Even if you’ve taken all the precautions possible, injuries still occur. Swift, appropriate action on your part is the most important factor in the overall prognosis. Proper steps to take are as follows:
- If bleeding from the mouth, apply direct pressure to the area with a clean cloth; hold a cold compress wrapped in a towel or cloth to the injured area.
- If a tooth is broken or knocked out, baby or permanent, try to find the tooth or pieces of tooth and try not to handle the root. If it is a PERMANENT tooth, and your child is older and cooperative, attempt to gently place the tooth in the socket. If this is not possible then place the tooth in a moist environment, preferably milk. Never attempt to clean or disinfect the tooth.
Call the office and contact Dr. Ehrenman or Dr. Khan as soon as possible after the injury. The Drs. will assess the extent of injury, talk you through treatment measures you need to employ and determine if you must be seen in the office immediately. Bleeding at the gumline of a tooth, even if the tooth appears unharmed, indicates that the tooth has sustained a traumatic injury. Remember, timing is key; appropriate care within 1-2 hours of injury may save the tooth. Since injuries can occur at any time, our doctors are available 24 hours a day, seven days a week!
Every year Halloween brings excitement for the kids- their little faces light up at the thought of their costumes and of course, CANDY!!! Let’s face it, as parents we revel in our children’s simple joy and want them to have a great Halloween. Parents, take heart. By taking a few precautions, the kids can enjoy Halloween and parents can have a “scare-free” checkup.

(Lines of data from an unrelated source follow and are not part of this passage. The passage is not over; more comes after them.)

PR #172, opened 2015-06-01
Fix bug #111 New field initiating_party_identifier on res.company

alexis-via:
migration script and post-install script provided

Special thanks to @lmignon  for his help on the development of this PR.


lmignon:
@alexis-via with pleasure :smile:

account_banking_pain_base/post_install.py
```diff
@@ -0,0 +1,57 @@
...
+#    along with this program.  If not, see <http://www.gnu.org/licenses/>.
+#
+##############################################################################
+
+
+def set_default_initiating_party(cr, registry):
+    party_issuer_per_country = {
+        'BE': 'KBO-BCE',  # KBO-BCE = the registry of companies in Belgium
+    }
+    cr.execute('''
```
pedrobaeza: You can avoid SQL using registry, that works like `self.pool`

pedrobaeza:
Thanks for the PR. These are the holes I see:
- There's no guidance when creating a new company for composing this field. You can provide the calculation via onchange.
- There's no exception raise when issuing a DD and this field is not filled. I remind you that at least in Spain, this data is mandatory, and people send their files thinking that all it's correct, but the bank refuses them.

alexis-via:
@pedrobaeza Here are my answers to your remarks:
The code in post_install.py is mutualized with the code of the migration script in which I don't have "registry" as argument, that's why I don't use it.
About the "holes":
1) with @sbidoul, we think that the on_change should be provided in country-specific modules in each OCA localization, because each country has it's own method for composing the field
2) you could inherit the field to make it a required field for spain in a spain-specific module

pedrobaeza:
I see your reasoning. But you're not providing a specific hook for making that things. It's also advisable not to force to create such small modules that people maybe is not going to install.

Can you reconsider?

alexis-via:
@pedrobaeza In fact, you were right that we could use the registry in both post_install.py and in post-migration.py (it would not have been possible with pre-migration.py). So I'll change the code to use the registry, and I'll make it inheritable.

adrienpeiffer:
:+1: If CI becomes well

lmignon:
:+1:  Once travis is green

pedrobaeza:
What about my question about the proper hook to check for the existence of the field?

alexis-via:
@pedrobaeza Are u happy now ? I added a hook.

alexis-via:
@pedrobaeza Are you OK with my hook ? Can we merge ?

alexis-via:
Travis is green, so we are ready to merge !

alexis-via:
@pedrobaeza OK to merge this one ?

pedrobaeza:
Yeah, sure.

:+1:

PR #175, opened 2015-06-05
8.0 Port SEPA modules to new API + fix regression in SEPA direct debit

alexis-via:
Fix an important regression in account_banking_sepa_direct_debit: "Date of Last Debit" was not set any more (regresssion introduced by myself in the merge to move to attachements)

Write date_done on payment.order when account_banking_payment_export is installed without account_banking_payment_transfer -> code clean-up on how write on date_done is managed
Make generation of SEPA direct debit XML file work when account_banking_payment_export is installed without account_banking_payment_transfer (use date_done on payment.order in the method __get_previous_bank) AND when both modules are installed (use date_sent on payment.order)

Add post-install script for date_sent on payment.order

I made a lot of testing on script PR. This PR is even works in the following scenario:
1) install account_banking_sepa_direct_debit (without account_banking_payment_transfer)
2) do a direct debit for C2C
3) create a 2nd bank account for C2C and update the mandate to link it to the new bank account (back to FIRST)
4) install the account_banking_payment_transfer
5) make a new direct debit for C2C: you will have a "amendement indicator" to true in the XML file (thanks to the post-install script in account_banking_payment_transfer that sets the date_sent properly after install !).

### DIFF
--- a/account_banking_pain_base/models/banking_export_pain.py
+++ b/account_banking_pain_base/models/banking_export_pain.py
@@ -41,6 +41,7 @@ logger = logging.getLogger(__name__)
 class BankingExportPain(models.AbstractModel):
     _name = 'banking.export.pain'
 
+    @api.model
     def _validate_iban(self, iban):
         """if IBAN is valid, returns IBAN
         if IBAN is NOT valid, raises an error message"""
@@ -49,6 +50,7 @@ class BankingExportPain(models.AbstractModel):
         else:
             raise Warning(_("This IBAN is not valid : %s") % iban)
 
+    @api.model
     def _prepare_field(self, field_name, field_value, eval_ctx,
                        max_size=0, gen_args=None):
         """This function is designed to be inherited !"""
@@ -92,6 +94,7 @@ class BankingExportPain(models.AbstractModel):
             value = value[0:max_size]
         return value
 
+    @api.model
     def _validate_xml(self, xml_string, gen_args):
         xsd_etree_obj = etree.parse(
             tools.file_open(gen_args['pain_xsd_file']))
@@ -151,6 +154,7 @@ class BankingExportPain(models.AbstractModel):
         }
         return action
 
+    @api.model
     def generate_group_header_block(self, parent_node, gen_args):
         group_header_1_0 = etree.SubElement(parent_node, 'GrpHdr')
         message_identification_1_1 = etree.SubElement(
@@ -177,6 +181,7 @@ class BankingExportPain(models.AbstractModel):
         self.generate_initiating_party_block(group_header_1_0, gen_args)
         return group_header_1_0, nb_of_transactions_1_6, control_sum_1_7
 
+    @api.model
     def generate_start_payment_info_block(
             self, parent_node, payment_info_ident,
             priority, local_instrument, sequence_type, requested_date,
@@ -231,11 +236,13 @@ class BankingExportPain(models.AbstractModel):
         requested_date_2_17.text = requested_date
         return payment_info_2_0, nb_of_transactions_2_4, control_sum_2_5
 
+    @api.model
     def _must_have_initiating_party(self, gen_args):
         '''This method is designed to be inherited in localization modules for
         countries in which the initiating party is required'''
         return False
 
+    @api.model
     def generate_initiating_party_block(self, parent_node, gen_args):
         my_company_name = self._prepare_field(
             'Company Name',
@@ -267,6 +274,7 @@ class BankingExportPain(models.AbstractModel):
                 % self.payment_order_ids[0].company_id.name)
         return True
 
+    @api.model
     def generate_party_agent(
             self, parent_node, party_type, party_type_label,
             order, party_name, iban, bic, eval_ctx, gen_args):
@@ -307,6 +315,7 @@ class BankingExportPain(models.AbstractModel):
             # as per the guidelines of the EPC
         return True
 
+    @api.model
     def generate_party_block(
             self, parent_node, party_type, order, name, iban, bic,
             eval_ctx, gen_args):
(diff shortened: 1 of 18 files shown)


account_banking_pain_base/models/banking_export_pain.py
```diff
@@ -38,21 +38,19 @@
...
+        if self.env['res.partner.bank'].is_iban_valid(iban):
             return iban.replace(' ', '')
         else:
-            raise orm.except_orm(
-                _('Error:'), _("This IBAN is not valid : %s") % iban)
+            raise Warning(_("This IBAN is not valid : %s") % iban)
 
-    def _prepare_field(self, cr, uid, field_name, field_value, eval_ctx,
-                       max_size=0, gen_args=None, context=None):
+    def _prepare_field(self, field_name, field_value, eval_ctx,
```
pedrobaeza, line 54: Decorate with @api.model for possible calls from a recordset

account_banking_pain_base/models/banking_export_pain.py
```diff
@@ -38,21 +38,19 @@
 logger = logging.getLogger(__name__)
 
 
-class BankingExportPain(orm.AbstractModel):
+class BankingExportPain(models.AbstractModel):
     _name = 'banking.export.pain'
 
-    def _validate_iban(self, cr, uid, iban, context=None):
+    def _validate_iban(self, iban):
```
pedrobaeza, line 45: Decorate it with @api.model for possible calls from a recordset

account_banking_pain_base/models/banking_export_pain.py
```diff
@@ -74,31 +72,27 @@ def _prepare_field(self, cr, uid, field_name, field_value, eval_ctx,
...
-                _('Error:'),
+            raise Warning(
                 _("The '%s' is empty or 0. It should have a non-null value.")
                 % field_name)
         if max_size and len(value) > max_size:
             value = value[0:max_size]
         return value
 
-    def _validate_xml(self, cr, uid, xml_string, gen_args, context=None):
+    def _validate_xml(self, xml_string, gen_args):
```
pedrobaeza, line 98: Decorate it with @api.model for possible calls from a recordset

account_banking_pain_base/models/banking_export_pain.py
```diff
@@ -131,44 +124,41 @@ def finalize_sepa_file_creation(
...
             'res_model': self._name,
-            'res_id': ids[0],
+            'res_id': self.ids[0],
             'target': 'new',
         }
         return action
 
-    def generate_group_header_block(
-            self, cr, uid, parent_node, gen_args, context=None):
+    def generate_group_header_block(self, parent_node, gen_args):
```
pedrobaeza, line 158: Decorate it with @api.model for possible calls from a recordset

account_banking_pain_base/models/banking_export_pain.py
```diff
@@ -246,26 +231,24 @@ def generate_start_payment_info_block(
         requested_date_2_17.text = requested_date
         return payment_info_2_0, nb_of_transactions_2_4, control_sum_2_5
 
-    def _must_have_initiating_party(self, cr, uid, gen_args, context=None):
+    def _must_have_initiating_party(self, gen_args):
```
pedrobaeza, line 240: Decorate it with @api.model for possible calls from a recordset

account_banking_pain_base/models/banking_export_pain.py
```diff
@@ -246,26 +231,24 @@ def generate_start_payment_info_block(
...
         '''This method is designed to be inherited in localization modules for
         countries in which the initiating party is required'''
         return False
 
-    def generate_initiating_party_block(
-            self, cr, uid, parent_node, gen_args, context=None):
+    def generate_initiating_party_block(self, parent_node, gen_args):
```
pedrobaeza, line 246: Decorate it with @api.model for possible calls from a recordset

account_banking_pain_base/models/banking_export_pain.py
```diff
@@ -276,36 +259,33 @@ def generate_initiating_party_block(
...
                     "'Initiating Party Identifier' for the company '%s'. "
                     "Both fields must have a value.")
-                % gen_args['sepa_export'].payment_order_ids[0].company_id.name)
+                % self.payment_order_ids[0].company_id.name)
         return True
 
     def generate_party_agent(
-            self, cr, uid, parent_node, party_type, party_type_label,
-            order, party_name, iban, bic, eval_ctx, gen_args, context=None):
+            self, parent_node, party_type, party_type_label,
```
pedrobaeza, line 279: Decorate it with @api.model for possible calls from a recordset

pedrobaeza:
Thanks for bringing one of the pending modules to new API. In general, it seems good. I have mentioned some methods that can be decorated with @api.model, and you can extend the same for the rest, but it's only for caution.

pedrobaeza:
Now seems good :+1: 

Thanks for the work.

account_banking_pain_base/models/payment_line.py
```diff
@@ -20,33 +20,23 @@
...
-from openerp.osv import orm, fields
+from openerp import models, fields
 
 
-class PaymentLine(orm.Model):
+class PaymentLine(models.Model):
     _inherit = 'payment.line'
 
-    def _get_struct_communication_types(self, cr, uid, context=None):
+    def _get_struct_communication_types(self):
```
sbidoul, line 30: decorate api.model to preserve compatibility with old api overrides

sbidoul:
Thanks for the work!

I noticed one backward compatibility issue while testing. :+1: when that is fixed.

account_banking_pain_base/models/payment_line.py
pedrobaeza, line 30: We can even remove this method and "hard-code" it, because now we can make _selection_add_ in overrides.

sbidoul, line 30: @pedrobaeza that's true but we need to preserve a stable API for downstream extensions. So these kind a changes should be postponed to a next major upgrade.

pedrobaeza, line 30: :+1:

adrienpeiffer:
:+1: (code review)

sbidoul:
The runbot failure is unrelated and should be solved by now. So let's merge it.

PR #176, opened 2015-06-09
[MIG] restored account_payment_multicurrency_extension from 7.0 branch

charbeljc:


account_payment_multicurrency_extension/payment.py
```diff
@@ -0,0 +1,64 @@
...
+    _inherit = 'payment.order.create'
+
+    def create_payment(self, cr, uid, ids, context=None):
+        """
+        We add is_multi_currency tag to be able set
+        'amount_currency': line.amount_residual_currency
+        instead of
+        'amount_currency': line.amount_to_pay
+        To be compliant with multi currency
+        Already corrected in V8 but will not be corrected in V7
```
sbidoul, line 35: If this sentence is true, then this method must not be ported to V8

vrenaville:
@charbeljc @sbidoul I confirm in V8 it's correct now, no need to migrate this module

sbidoul:
According to last comment we can close this one.

PR #180, opened 2015-06-18
[IMP] account_banking_mandate: Add report SEPA mandate.

sergio-teruel:


pedrobaeza:
Excellent addition, Sergio! I have tried and all goes well, except you haven't removed the header and footer on the report definition, leading to a 2-page report. Please change that.

sergio-teruel:
If i remove the header and footer i need a new paper format...

pedrobaeza:
Or just don't put report.html_container but the empty one (I don't remember now which is)

sergio-teruel:
I tried this but it does not work..

pedrobaeza:
You have close this one making the PR of the website_slides. The key is to use new branches for each work, not the same (8.0). That is done with `git checkout -b branch_name`. Then, you can work with that branch, make commits and so on, and you can go back to the main branch with `git checkout 8.0`, and then start a new branch from it if you want. Switching between branches is done with `git checkout` (without -b).

sergio-teruel:
Oks... thanks...
Now I will make a new PR

PR #181, opened 2015-06-19
[IMP] account_banking_mandate: Add report SEPA mandate.

sergio-teruel:


pedrobaeza:
Sergio, you can inherit from report.minimal_layout to get a report without header and footer.

sergio-teruel:
Sorry, I have tried to do it with minimal layout but this layout don't work...

rlizana:
:+1:

pedrobaeza:
Checking on runbot, the report is fixed and there's no more full header, so :+1: and I merge.

Thanks for the work.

Not all candy is created equal. A chocolate bar is a better choice than sticky candies like taffies, caramels, gummy candies, etc. These stay on your teeth and prolong exposure to harmful sugars. Sticky candies should be completely avoided in children with braces, fillings, retainers, etc. as they can damage dental work and appliances. Hard candies like jaw breakers, lollipops, etc. should also be avoided. These dissolve very slowly, coating all the teeth with sugar, and they can also chip teeth and be a choking hazard.
And remember, no matter what the treat, moderation and proper oral care is the key to keeping those cavities at bay. Make sure your child brushes with fluoride toothpaste and flosses every day.